-- Data for this exercise follows --

PR #33, opened 2021-06-10
Allow location fields to have localhost URLs

dchiquito:
Development/test environments use an object store that is generally
served at `localhost:9000`. URLs that point to objects in this store
obviously have the form `http://localhost:9000/{...}`. The pydantic
field `HttpUrl` requires a TLD, which excludes `localhost`. Instead, we
should use `AnyHttpUrl` which allows `localhost`.

### DIFF
--- a/dandischema/models.py
+++ b/dandischema/models.py
@@ -5,7 +5,16 @@ import json
 import sys
 from typing import Any, Dict, List, Optional, Type, Union
 
-from pydantic import UUID4, BaseModel, ByteSize, EmailStr, Field, HttpUrl, validator
+from pydantic import (
+    UUID4,
+    AnyHttpUrl,
+    BaseModel,
+    ByteSize,
+    EmailStr,
+    Field,
+    HttpUrl,
+    validator,
+)
 from pydantic.main import ModelMetaclass
 
 from .consts import DANDI_SCHEMA_VERSION
@@ -860,7 +869,7 @@ class Dandiset(CommonModel):
     assetsSummary: AssetsSummary = Field(readOnly=True, nskey="dandi")
 
     # From server (requested by users even for drafts)
-    manifestLocation: List[HttpUrl] = Field(readOnly=True, min_items=1, nskey="dandi")
+    manifestLocation: List[AnyHttpUrl] = Field(readOnly=True, min_items=1, nskey="dandi")
 
     version: str = Field(readOnly=True, nskey="schema")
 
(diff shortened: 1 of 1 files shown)


satra:
@dchiquito - so this seems like a dev only hack rather than what should be in the schema, right? so perhaps we can use an environment variable and make HttpUrl map to AnyHttpUrl, as the official validation should not allow a non TLD ?

dchiquito:
My thought was that all of these fields are calculated by the API server, so it would be acceptable for these fields to accept any possible calculated value from any possible deployment. Providing a separate schema that is only used for dev/testing deployments sounds very difficult and much more complicated.

satra:
all this would take is something like this:

```python
if os.environ["DEV_ENV"]:
    HttpUrl = AnyHttpUrl
```

this is only a pydantic dataclass issue as in the json schema there is no distinction of the URI types.

dchiquito:
Changing the result of importing a module based on environment variables sounds to me like it would cause a lot of headaches down the line, but if that is your preferred solution I can do that.

dandischema/models.py
```diff
@@ -25,6 +35,12 @@
 else:
     from typing import Literal
 
+# Local or test deployments of dandi-api will insert URLs into the schema that refer to the domain
+# localhost, which is not a valid TLD. To make the metadata valid in those contexts, setting this
+# environment variable will use a less restrictive pydantic field that allows localhost.
+if os.environ["DANDI_ALLOW_LOCALHOST_URLS"]:
```
satra:
```suggestion
if os.environ.get("DANDI_ALLOW_LOCALHOST_URLS"):
```

satra:
@dchiquito - would you like a release to go alongside this? in which case please label this with release, patch.

dandischema/models.py
```diff
@@ -25,6 +35,12 @@
 else:
     from typing import Literal
 
+# Local or test deployments of dandi-api will insert URLs into the schema that refer to the domain
+# localhost, which is not a valid TLD. To make the metadata valid in those contexts, setting this
+# environment variable will use a less restrictive pydantic field that allows localhost.
+if "DANDI_ALLOW_LOCALHOST_URLS" in os.environ:
```
yarikoptic, line 41:
```suggestion
if "DANDISCHEMA_ALLOW_LOCALHOST_URLS" in os.environ:
```
or
```suggestion
if "DANDI_SCHEMA_ALLOW_LOCALHOST_URLS" in os.environ:
```
to not conflate with `dandi-cli` variables, or shouldn't bother?

I guess if we hit more of similar tune ups needed, the whole schema might indeed need to become "configurable".  I agree with @dchiquito that import-time tune up like this makes it rather suboptimal since e.g. we wouldn't be able to do validation against "proper" schema for the assets which aren't coming from localhost while some others would be for localhost one.

dchiquito: We also use `DANDI_` variables for dandi-api, I think it's fine to have that as a global prefix for everything in the DANDI ecosystem.

yarikoptic: sure, but `DANDI_ALLOW_LOCALHOST_URLS` sounds like something we might end up adding at some point to another component which also uses `dandischema` and then it might be an undesired effect.  anyways -- now it is 3 brains which will remember about it and warn each other if see someone adding it somewhere ;)  so no strong desires on this one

-- Data for this exercise concluded --

### Work request
With the string "manifestLocation" as the key, filter the data above and show the lines that match.

### Response to the exercise
-    manifestLocation: List[HttpUrl] = Field(readOnly=True, min_items=1, nskey="dandi")
+    manifestLocation: List[AnyHttpUrl] = Field(readOnly=True, min_items=1, nskey="dandi")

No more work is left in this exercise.